Composition and sequence specific resonance assignments of the heterogeneous N-linked glycan in the 13.6 kDa adhesion domain of human CD2 as determined by NMR on the intact glycoprotein.

CD2, a T cell specific surface adhesion receptor, is critically important for T lymphocytes to mediate their regulatory and effector functions. The amino terminal domain of human CD2 is responsible for cell adhesion, binding to CD58 on antigen-presenting cells or target cells. This adhesion domain in human CD2 contains a single high-mannose N-glycan. This carbohydrate or part of it appears to be required to maintain the native conformation of the polypeptide and its ability to bind CD58. To better understand the structural aspects that regulate human CD2 adhesion functions, we had previously determined the solution structure of the protein part of the N-glycosylated adhesion domain of human CD2 (hu-sCD2(105); MW approximately 13.6 kDa) by NMR spectroscopy. Here, we have identified protein--carbohydrate and carbohydrate--carbohydrate interactions and, in combination with previous knowledge from electrospray ionization mass spectrometry, have determined the composition of the heterogeneous high-mannose glycan in hu-sCD2(105).
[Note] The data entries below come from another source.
PR #4447, opened 2021-06-25
Maintenance: fix unixpwd warnings about loosing const qualifier

edwintorok:
Most of the warnings like below can be fixed by changing type from
`char*` to `const char*`.
```
unixpwd_stubs.c:77:10: warning: assignment discards 'const' qualifier from pointer target type [enabled by default]
     user = String_val(caml_user);
          ^
```

Except for the password, where the `putpwent` API takes a `char*`
instead of `const char*`.
We can't trust that it doesn't internally modify it, so take a copy and
pass that instead, use `caml_stat_strdup`+`caml_stat_free` for this
which automatically raise OCaml exceptions on NULL.

### DIFF
--- a/unixpwd/c/unixpwd_stubs.c
+++ b/unixpwd/c/unixpwd_stubs.c
@@ -28,7 +28,7 @@ CAMLprim        value
 caml_unixpwd_getpwd(value caml_user)
 {
     CAMLparam1(caml_user);
-    char           *user;
+    const char           *user;
     char           *passwd;
     CAMLlocal1(pw);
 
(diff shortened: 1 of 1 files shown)


lippirk (approved):
This looks correct when comparing to the `stub_gethostbyname` example here https://ocaml.org/manual/intfc.html (minus the runtime releasing/acquiring)

lindig:
Run `make indent` in `unixpwd/c` to fix the indentation.

lindig (approved):

robhoes (approved):

edwintorok:
https://github.com/xapi-project/xen-api/pull/4450 for the indent fix

PR #4448, opened 2021-06-25
CA-356017: fix migration failures

edwintorok:
CrossPool migrations were failing:

```
Jun 25 10:15:54 xrtuk-13-01 xapi: [error||3390 ||backtrace] Raised Db_exn.DBCache_NotFound("missing row", "VM", "OpaqueRef:24fa7464-93f7-475f-9389-b66955c430ec")
Jun 25 10:15:54 xrtuk-13-01 xapi: [error||3390 ||backtrace] 1/11 xapi Raised at file ocaml/database/db_cache_impl.ml, line 52
Jun 25 10:15:54 xrtuk-13-01 xapi: [error||3390 ||backtrace] 2/11 xapi Called from file ocaml/database/db_cache_impl.ml, line 57
Jun 25 10:15:54 xrtuk-13-01 xapi: [error||3390 ||backtrace] 3/11 xapi Called from file ocaml/xapi/db_actions.ml, line 4939
Jun 25 10:15:54 xrtuk-13-01 xapi: [error||3390 ||backtrace] 4/11 xapi Called from file ocaml/xapi/message_forwarding.ml, line 2453
Jun 25 10:15:54 xrtuk-13-01 xapi: [error||3390 ||backtrace] 5/11 xapi Called from file ocaml/xapi/rbac.ml, line 225
Jun 25 10:15:54 xrtuk-13-01 xapi: [error||3390 ||backtrace] 6/11 xapi Called from file ocaml/xapi/rbac.ml, line 234
Jun 25 10:15:54 xrtuk-13-01 xapi: [error||3390 ||backtrace] 7/11 xapi Called from file ocaml/xapi/server_helpers.ml, line 100
Jun 25 10:15:54 xrtuk-13-01 xapi: [error||3390 ||backtrace] 8/11 xapi Called from file ocaml/xapi/server_helpers.ml, line 118
Jun 25 10:15:54 xrtuk-13-01 xapi: [error||3390 ||backtrace] 9/11 xapi Called from file lib/xapi-stdext-pervasives/pervasiveext.ml, line 24
Jun 25 10:15:54 xrtuk-13-01 xapi: [error||3390 ||backtrace] 10/11 xapi Called from file lib/xapi-stdext-pervasives/pervasiveext.ml, line 38
Jun 25 10:15:54 xrtuk-13-01 xapi: [error||3390 ||backtrace] 11/11 xapi Called from file lib/debug.ml, line 230
```

After the migration finishes the VM will be truly gone, so we can't
[...]

PR #4449, opened 2021-06-25
Only add XAPI message for VM when migration is live and intrapool

benjamreis:
If it's not the xapi creation will fail as the VM might be in another pool


benjamreis:
See https://github.com/xapi-project/xen-api/pull/4448

edwintorok (approved):

psafont (approved):

robhoes (approved):

PR #4451, opened 2021-06-25
CA-355625 reload Stunnel instead of restart after cert change

lindig:
When changing a host's certificate, it is enough to reload Stunnel
rather than restarting it. This keeps existing connections alive. This
requires support in the systemd configuration of stunnel.

### DIFF
--- a/ocaml/xapi/xapi_host.ml
+++ b/ocaml/xapi/xapi_host.ml
@@ -1474,7 +1474,7 @@ let replace_host_certificate ~__context ~type' ~host
   List.iter (Db_util.remove_cert_by_ref ~__context) old_certs ;
   let task = Context.get_task_id __context in
   Db.Task.set_progress ~__context ~self:task ~value:1.0 ;
-  Xapi_mgmt_iface.reconfigure_stunnel ~__context
+  Helpers.Stunnel.reload ()
 
 let install_server_certificate ~__context ~host ~certificate ~private_key
     ~certificate_chain =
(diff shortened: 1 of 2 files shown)


lippirk:
We may want to apply similar treatment here `ocaml/xapi/cert_distrib.ml:restart_stunnel`

ocaml/xapi/xapi_host.ml
```diff
@@ -1474,7 +1474,7 @@ let replace_host_certificate ~__context ~type' ~host
   List.iter (Db_util.remove_cert_by_ref ~__context) old_certs ;
   let task = Context.get_task_id __context in
   Db.Task.set_progress ~__context ~self:task ~value:1.0 ;
-  Xapi_mgmt_iface.reconfigure_stunnel ~__context
```
psafont, line 1477: This allows to delete the function reconfigure_stunnel, the other user of the function is never called (restart_stunnel in xapi/cert_distrib.ml)

lindig: The existing code for Stunnel reconfiguration is quite complex. Is all we ever need this simple reload?

lippirk (approved):

ocaml/xapi/xapi_host.ml
psafont: If it's for the stunnel server only: yes

psafont (approved):

PR #4452, opened 2021-06-28
CA-341715: control-domain-params-init: skip on upgrade

robhoes:
This makes it behave the same as network-init and other *-init services,
as well as the old firstboot scripts.


lippirk (approved):

lindig:
This looks good to me. But would it be more readable by avoiding the nesting and use this?

```
if [ condition -a condition ]; then

fi
```

lindig (approved):

robhoes:
@lindig Then you'd waste the `xe vm-param-get` call in the upgrade case?

PR #4455, opened 2021-07-06
CA-356325: Could not ssh to a host with a pooladmin user with upper case

liulinC:
User is permitted to ssh to dom0 by adding their name pam configure files
However, ssh expected the name in lower case other than the real name

This commit fix the issue by lookup name in subject details, which contain
the expected name

### DIFF
--- a/scripts/plugins/extauth-hook-AD.py
+++ b/scripts/plugins/extauth-hook-AD.py
@@ -176,18 +176,18 @@ class DynamicPam(ADConfig):
         if len(comps) < 2:
             logger.error("subject %s from sid %s is not valid", subject, sid)
             return None, None
-        # CONNAPP\test_user 1  # 1: user, 2: group
-        is_group = True if comps[1].strip() =="2" else False
-        _name = comps[0].strip()
-        # The _name returned name contains uppercase, need to format it from subject details
-        return self._query_subject_name(_name, is_group), is_group
+        # CONNAPP\IUgroup 1  # 1: user, 2: group
+        is_group = comps[1].strip() == "2"
+        real_name = comps[0].strip()
+        # The real_name returned name contains uppercase, need to format it from subject details
+        return self._query_subject_name(real_name, is_group), is_group
 
-    def _query_subject_name(self, _name, is_group):
+    def _query_subject_name(self, real_name, is_group):
         sub_cmd = "--group-info" if is_group else "--user-info"
-        cmd = ["/usr/bin/wbinfo", sub_cmd, _name]
+        cmd = ["/usr/bin/wbinfo", sub_cmd, real_name]
         subject_detail = run_cmd(cmd)
         if not subject_detail:
-           logger.error("Failed to lookup subject details %s", _name)
+           logger.error("Failed to lookup subject details %s", real_name)
            return None
         # CONNAPP\ugroup:x:3000009: --> group details
         # CONNAPP\iugroup:*:3000016:3000000:IUgroup:/home/CONNAPP/iugroup:/bin/bash --> user details
--- a/scripts/plugins/extauth-hook-AD.py
+++ b/scripts/plugins/extauth-hook-AD.py
@@ -177,8 +177,21 @@ class DynamicPam(ADConfig):
             logger.error("subject %s from sid %s is not valid", subject, sid)
             return None, None
         # CONNAPP\test_user 1  # 1: user, 2: group
-        name, category = comps[0].strip(), comps[1].strip()
-        return name, True if category == "2" else False
+        is_group = True if comps[1].strip() =="2" else False
+        _name = comps[0].strip()
+        # The _name returned name contains uppercase, need to format it from subject details
+        return self._query_subject_name(_name, is_group), is_group
+
+    def _query_subject_name(self, _name, is_group):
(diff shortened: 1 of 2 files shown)


scripts/plugins/extauth-hook-AD.py
```diff
@@ -177,8 +177,21 @@ def _query_subject(self, sid):
             logger.error("subject %s from sid %s is not valid", subject, sid)
             return None, None
         # CONNAPP\test_user 1  # 1: user, 2: group
-        name, category = comps[0].strip(), comps[1].strip()
-        return name, True if category == "2" else False
+        is_group = True if comps[1].strip() =="2" else False
```
lindig, line 180: I assume this can be simplified to `is_group = comps[1].strip() == "2"` (also added a space after `==`)

scripts/plugins/extauth-hook-AD.py
```diff
@@ -177,8 +177,21 @@ def _query_subject(self, sid):
...
+        _name = comps[0].strip()
```
lindig, line 181: Why is this prefixed with an underscore?

scripts/plugins/test_extauth_hook_AD.py
```diff
@@ -144,9 +144,18 @@ def test_not_permit_non_admin_group(self, mock_rename, mock_chmod):
 
     @patch("extauth_hook_ad.run_cmd")
     def test_query_subject_success(self, mock_cmd, mock_rename, mock_chmod):
+        def cmd_result(cmd):
```
lindig, line 147: I find the name confusing. Is this not simulating the execution of a command? Something like `mock` or `mock_exec` would tell me more.

lindig (approved):

lippirk:
It seems that here we are re-implementing what we already have in the ocaml

Does the subject record not already contain `subject-name` and `subject-is-group`?

scripts/plugins/extauth-hook-AD.py
liulinC: ah, yes, my bad

scripts/plugins/extauth-hook-AD.py
liulinC: it is name, but not the name wanted, 
let me try to find a `name` for it.

liulinC:
> It seems that here we are re-implementing what we already have in the ocaml
> 
> Does the subject record not already contain `subject-name` and `subject-is-group`?

Actually, the initial version just query such information from xapi sdk, but then we got a bug.
The root cause is, user can call SDK to add a subject only with SID, then leave `subject-name` and `subject-is-group` empty, 
details, see https://github.com/xapi-project/xen-api/pull/4446/commits/d252253257e3e12f9cb350147913494fff5a44c9

Also, I find PBIS query such I info plugin by running pbis command.

lippirk:
> The root cause is, user can call SDK to add a subject only with SID, then leave `subject-name` and `subject-is-group` empty,
> details, see [d252253](https://github.com/xapi-project/xen-api/commit/d252253257e3e12f9cb350147913494fff5a44c9)

should we fix that by having xapi fill in the extra information? Then we can rely on the database containing necessary information

liulinC:
current design is , during add subject, xapi just add the record into database, and there is an interval task to update the subject information,  I think this can benifit the performance and do not want to break this design.

scripts/plugins/extauth-hook-AD.py
```diff
@@ -176,9 +176,22 @@ def _query_subject(self, sid):
...
+    def _query_subject_name(self, real_name, is_group):
+        sub_cmd = "--group-info" if is_group else "--user-info"
+        cmd = ["/usr/bin/wbinfo", sub_cmd, real_name]
+        subject_detail = run_cmd(cmd)
+        if not subject_detail:
+           logger.error("Failed to lookup subject details %s", real_name)
+           return None
+        # CONNAPP\ugroup:x:3000009: --> group details
+        # CONNAPP\iugroup:*:3000016:3000000:IUgroup:/home/CONNAPP/iugroup:/bin/bash --> user details
+        return subject_detail.split(":")[0]
```
edwintorok, line 194: Will this also fix the case when we have a `#` in the group name?
That is a bug in the current PBIS code that groups starting with `#` (like many of our internal groups) do not work, because `#` is a comment character in PAM and cannot be escaped.
Are the names returned here guaranteed to be compatible with PAM and not contain characters like `#`?
Might be useful to add a testcase specifically for that.

liulinC: @edwintorok  I googled a while about how to escape a `#` for pam configuration (and quick go through the pam code, ),  but not found, 
is it a limitation of pam configuration?  any suggestion about this?

We probably can enum all the users in the group, but That sounds not a good idea.

edwintorok: Looks like we would need to patch PAM to fix this. Lets consider it out of scope for this PR for now

edwintorok (approved):

liulinC:
Thanks all or the help, 
I would like to follow the suggestion to let xapi manage the xapi database, and make it trust worthy, 

Plugin just query such info from xapi and all its responsibility is to manage the configuration file. 

So I decline this PR and followup in PR
https://github.com/xapi-project/xen-api/pull/4456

These contacts clearly define the carbohydrate's orientation with respect to the protein. The NMR data further suggest that one arm of the glycan is folded toward the trisaccharide core consisting of GlcNAc1-GlcNAc2-Man3. A detailed comparison between chemical shift data of free model oligosaccharides with those of the glycomers present in our hu-sCD2(105) sample reveals that only the resonances of the two GlcNAc residues are significantly different from those of free high-mannose glycans. This work was based on a new strategy to achieve sequential assignments of the 1H and 13C resonances of the heterogeneous high-mannose carbohydrate [(Man)nGlcNAc2, n = 5-8] in hu-sCD2(105) on the intact glycoprotein using a combination of homonuclear 1H-1H and heteronuclear 1H-13C NMR experiments at natural abundance.